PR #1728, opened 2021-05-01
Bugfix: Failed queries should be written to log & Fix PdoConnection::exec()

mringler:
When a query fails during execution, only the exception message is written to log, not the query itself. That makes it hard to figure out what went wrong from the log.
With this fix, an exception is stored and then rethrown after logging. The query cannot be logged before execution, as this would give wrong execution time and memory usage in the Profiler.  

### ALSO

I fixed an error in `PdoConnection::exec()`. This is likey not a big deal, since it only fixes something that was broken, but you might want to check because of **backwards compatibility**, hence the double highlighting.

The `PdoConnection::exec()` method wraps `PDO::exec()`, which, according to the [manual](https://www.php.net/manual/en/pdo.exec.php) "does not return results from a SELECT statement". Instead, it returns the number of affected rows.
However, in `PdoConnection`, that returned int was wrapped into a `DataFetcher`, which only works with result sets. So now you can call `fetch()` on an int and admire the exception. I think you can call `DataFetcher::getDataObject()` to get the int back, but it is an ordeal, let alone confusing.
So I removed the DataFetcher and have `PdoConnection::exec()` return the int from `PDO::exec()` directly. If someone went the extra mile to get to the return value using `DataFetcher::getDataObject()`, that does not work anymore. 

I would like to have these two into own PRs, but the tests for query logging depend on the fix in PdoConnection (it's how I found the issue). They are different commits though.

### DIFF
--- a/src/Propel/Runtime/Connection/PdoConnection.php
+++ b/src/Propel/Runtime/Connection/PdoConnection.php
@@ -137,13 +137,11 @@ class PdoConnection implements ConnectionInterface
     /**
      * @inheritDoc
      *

■ **WORK TO COMPLETE**
Retype every entry, keeping each character as it was.

■ **FINISHED TASK**
PR #1728, opened 2021-05-01
Bugfix: Failed queries should be written to log & Fix PdoConnection::exec()

mringler:
When a query fails during execution, only the exception message is written to log, not the query itself. That makes it hard to figure out what went wrong from the log.
With this fix, an exception is stored and then rethrown after logging. The query cannot be logged before execution, as this would give wrong execution time and memory usage in the Profiler.  

### ALSO

I fixed an error in `PdoConnection::exec()`. This is likey not a big deal, since it only fixes something that was broken, but you might want to check because of **backwards compatibility**, hence the double highlighting.

The `PdoConnection::exec()` method wraps `PDO::exec()`, which, according to the [manual](https://www.php.net/manual/en/pdo.exec.php) "does not return results from a SELECT statement". Instead, it returns the number of affected rows.
However, in `PdoConnection`, that returned int was wrapped into a `DataFetcher`, which only works with result sets. So now you can call `fetch()` on an int and admire the exception. I think you can call `DataFetcher::getDataObject()` to get the int back, but it is an ordeal, let alone confusing.
So I removed the DataFetcher and have `PdoConnection::exec()` return the int from `PDO::exec()` directly. If someone went the extra mile to get to the return value using `DataFetcher::getDataObject()`, that does not work anymore. 

I would like to have these two into own PRs, but the tests for query logging depend on the fix in PdoConnection (it's how I found the issue). They are different commits though.

### DIFF
--- a/src/Propel/Runtime/Connection/PdoConnection.php
+++ b/src/Propel/Runtime/Connection/PdoConnection.php
@@ -137,13 +137,11 @@ class PdoConnection implements ConnectionInterface
     /**
      * @inheritDoc
      *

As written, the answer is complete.